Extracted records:
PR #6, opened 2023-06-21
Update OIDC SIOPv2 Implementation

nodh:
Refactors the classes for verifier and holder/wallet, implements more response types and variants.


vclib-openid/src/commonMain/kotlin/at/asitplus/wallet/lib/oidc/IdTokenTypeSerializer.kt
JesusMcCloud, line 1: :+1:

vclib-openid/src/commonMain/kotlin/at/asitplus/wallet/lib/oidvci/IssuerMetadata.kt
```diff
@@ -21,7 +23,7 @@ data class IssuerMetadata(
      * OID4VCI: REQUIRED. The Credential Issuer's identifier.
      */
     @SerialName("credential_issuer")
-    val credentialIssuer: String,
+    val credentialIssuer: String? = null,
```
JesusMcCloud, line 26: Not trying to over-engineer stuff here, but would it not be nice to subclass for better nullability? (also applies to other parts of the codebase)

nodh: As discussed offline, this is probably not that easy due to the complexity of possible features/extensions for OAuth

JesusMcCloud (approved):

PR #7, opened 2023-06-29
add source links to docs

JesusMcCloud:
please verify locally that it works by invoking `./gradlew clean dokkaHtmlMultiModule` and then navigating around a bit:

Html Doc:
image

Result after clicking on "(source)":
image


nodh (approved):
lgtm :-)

--

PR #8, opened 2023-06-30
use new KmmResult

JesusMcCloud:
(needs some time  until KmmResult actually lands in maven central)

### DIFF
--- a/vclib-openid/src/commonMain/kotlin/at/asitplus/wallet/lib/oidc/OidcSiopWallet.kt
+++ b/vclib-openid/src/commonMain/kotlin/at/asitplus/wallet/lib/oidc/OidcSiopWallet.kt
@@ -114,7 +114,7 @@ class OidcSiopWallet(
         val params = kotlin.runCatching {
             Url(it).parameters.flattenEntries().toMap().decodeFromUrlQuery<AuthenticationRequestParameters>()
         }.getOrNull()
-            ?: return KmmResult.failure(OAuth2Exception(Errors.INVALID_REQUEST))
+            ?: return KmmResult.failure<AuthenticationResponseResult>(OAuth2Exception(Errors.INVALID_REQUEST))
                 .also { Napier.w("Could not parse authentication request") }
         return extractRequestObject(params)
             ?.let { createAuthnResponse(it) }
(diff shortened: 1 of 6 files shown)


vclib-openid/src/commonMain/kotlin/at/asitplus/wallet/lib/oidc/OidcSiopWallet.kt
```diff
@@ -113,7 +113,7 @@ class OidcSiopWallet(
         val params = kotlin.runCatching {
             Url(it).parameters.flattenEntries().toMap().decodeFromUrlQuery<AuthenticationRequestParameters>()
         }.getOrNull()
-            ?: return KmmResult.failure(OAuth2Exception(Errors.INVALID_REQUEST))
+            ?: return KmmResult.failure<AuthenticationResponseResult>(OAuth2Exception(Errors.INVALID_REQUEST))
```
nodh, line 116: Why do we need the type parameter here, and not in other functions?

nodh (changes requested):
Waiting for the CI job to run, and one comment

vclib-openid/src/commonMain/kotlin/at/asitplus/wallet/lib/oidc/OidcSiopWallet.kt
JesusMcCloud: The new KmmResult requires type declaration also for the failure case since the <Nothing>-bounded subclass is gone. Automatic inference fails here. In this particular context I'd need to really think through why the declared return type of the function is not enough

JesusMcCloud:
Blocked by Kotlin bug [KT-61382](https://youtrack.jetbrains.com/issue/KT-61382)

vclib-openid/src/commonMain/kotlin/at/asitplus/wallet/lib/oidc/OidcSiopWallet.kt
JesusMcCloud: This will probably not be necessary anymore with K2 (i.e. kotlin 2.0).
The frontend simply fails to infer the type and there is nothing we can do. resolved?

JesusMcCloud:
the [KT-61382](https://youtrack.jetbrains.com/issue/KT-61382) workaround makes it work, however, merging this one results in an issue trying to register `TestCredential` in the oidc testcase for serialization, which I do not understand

#### EXERCISE DETAILS
Pull out every line of the entries that includes the word "credentialIssuer".

#### SOLUTION
-    val credentialIssuer: String,
+    val credentialIssuer: String? = null,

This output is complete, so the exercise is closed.